PROMPT » Each line from the start of the records through the line containing "Pattern tests cover" is to be transcribed exactly, and no other line is to be included.

Collected data »
--*--
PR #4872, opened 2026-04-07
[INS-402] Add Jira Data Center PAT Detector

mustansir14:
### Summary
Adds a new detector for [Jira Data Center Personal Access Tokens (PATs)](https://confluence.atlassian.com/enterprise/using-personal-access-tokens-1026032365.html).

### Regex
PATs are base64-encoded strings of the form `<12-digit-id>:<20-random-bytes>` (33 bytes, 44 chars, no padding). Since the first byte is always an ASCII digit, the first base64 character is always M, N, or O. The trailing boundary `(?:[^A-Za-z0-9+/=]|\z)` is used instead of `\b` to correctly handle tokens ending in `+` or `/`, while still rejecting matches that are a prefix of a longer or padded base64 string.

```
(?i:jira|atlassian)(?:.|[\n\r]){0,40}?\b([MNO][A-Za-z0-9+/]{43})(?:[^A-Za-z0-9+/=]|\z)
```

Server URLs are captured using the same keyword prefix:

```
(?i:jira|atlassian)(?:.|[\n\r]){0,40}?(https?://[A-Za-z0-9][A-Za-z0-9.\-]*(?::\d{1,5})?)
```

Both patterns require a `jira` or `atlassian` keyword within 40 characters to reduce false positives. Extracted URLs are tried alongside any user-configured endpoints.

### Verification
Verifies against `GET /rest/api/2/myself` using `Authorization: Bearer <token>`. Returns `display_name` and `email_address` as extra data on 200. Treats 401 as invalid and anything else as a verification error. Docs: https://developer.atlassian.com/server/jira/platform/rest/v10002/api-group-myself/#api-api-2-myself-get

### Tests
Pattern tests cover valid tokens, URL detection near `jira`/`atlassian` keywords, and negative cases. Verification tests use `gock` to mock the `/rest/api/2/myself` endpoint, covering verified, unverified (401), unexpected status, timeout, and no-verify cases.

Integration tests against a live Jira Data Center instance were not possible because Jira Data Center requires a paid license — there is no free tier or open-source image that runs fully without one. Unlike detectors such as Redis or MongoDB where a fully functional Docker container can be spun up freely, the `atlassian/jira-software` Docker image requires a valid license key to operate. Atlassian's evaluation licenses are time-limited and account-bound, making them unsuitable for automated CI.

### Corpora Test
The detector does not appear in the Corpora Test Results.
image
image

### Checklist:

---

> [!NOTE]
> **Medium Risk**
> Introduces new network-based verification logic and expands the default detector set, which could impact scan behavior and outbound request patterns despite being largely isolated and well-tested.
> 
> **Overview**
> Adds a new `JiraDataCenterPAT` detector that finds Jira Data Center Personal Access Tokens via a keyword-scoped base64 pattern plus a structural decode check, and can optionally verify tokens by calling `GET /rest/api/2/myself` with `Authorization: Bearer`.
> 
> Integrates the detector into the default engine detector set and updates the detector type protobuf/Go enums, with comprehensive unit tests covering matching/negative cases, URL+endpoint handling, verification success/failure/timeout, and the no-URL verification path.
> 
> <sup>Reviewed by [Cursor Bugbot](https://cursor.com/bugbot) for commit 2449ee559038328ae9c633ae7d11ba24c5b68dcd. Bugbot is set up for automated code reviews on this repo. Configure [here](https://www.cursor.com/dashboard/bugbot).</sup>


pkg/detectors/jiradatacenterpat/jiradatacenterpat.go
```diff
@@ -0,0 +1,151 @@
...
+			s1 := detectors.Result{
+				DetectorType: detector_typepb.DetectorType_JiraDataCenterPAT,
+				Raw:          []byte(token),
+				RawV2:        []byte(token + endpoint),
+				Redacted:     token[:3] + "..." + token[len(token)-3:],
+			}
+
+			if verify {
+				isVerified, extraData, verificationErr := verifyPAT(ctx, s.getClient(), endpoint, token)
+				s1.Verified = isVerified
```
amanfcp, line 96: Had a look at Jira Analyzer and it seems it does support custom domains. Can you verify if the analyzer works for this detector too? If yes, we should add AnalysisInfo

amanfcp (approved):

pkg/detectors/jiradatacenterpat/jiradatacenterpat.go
--*--
SOLUTION TO THIS EXERCISE »
PR #4872, opened 2026-04-07
[INS-402] Add Jira Data Center PAT Detector

mustansir14:
### Summary
Adds a new detector for [Jira Data Center Personal Access Tokens (PATs)](https://confluence.atlassian.com/enterprise/using-personal-access-tokens-1026032365.html).

### Regex
PATs are base64-encoded strings of the form `<12-digit-id>:<20-random-bytes>` (33 bytes, 44 chars, no padding). Since the first byte is always an ASCII digit, the first base64 character is always M, N, or O. The trailing boundary `(?:[^A-Za-z0-9+/=]|\z)` is used instead of `\b` to correctly handle tokens ending in `+` or `/`, while still rejecting matches that are a prefix of a longer or padded base64 string.

```
(?i:jira|atlassian)(?:.|[\n\r]){0,40}?\b([MNO][A-Za-z0-9+/]{43})(?:[^A-Za-z0-9+/=]|\z)
```

Server URLs are captured using the same keyword prefix:

```
(?i:jira|atlassian)(?:.|[\n\r]){0,40}?(https?://[A-Za-z0-9][A-Za-z0-9.\-]*(?::\d{1,5})?)
```

Both patterns require a `jira` or `atlassian` keyword within 40 characters to reduce false positives. Extracted URLs are tried alongside any user-configured endpoints.

### Verification
Verifies against `GET /rest/api/2/myself` using `Authorization: Bearer <token>`. Returns `display_name` and `email_address` as extra data on 200. Treats 401 as invalid and anything else as a verification error. Docs: https://developer.atlassian.com/server/jira/platform/rest/v10002/api-group-myself/#api-api-2-myself-get

### Tests
Pattern tests cover valid tokens, URL detection near `jira`/`atlassian` keywords, and negative cases. Verification tests use `gock` to mock the `/rest/api/2/myself` endpoint, covering verified, unverified (401), unexpected status, timeout, and no-verify cases.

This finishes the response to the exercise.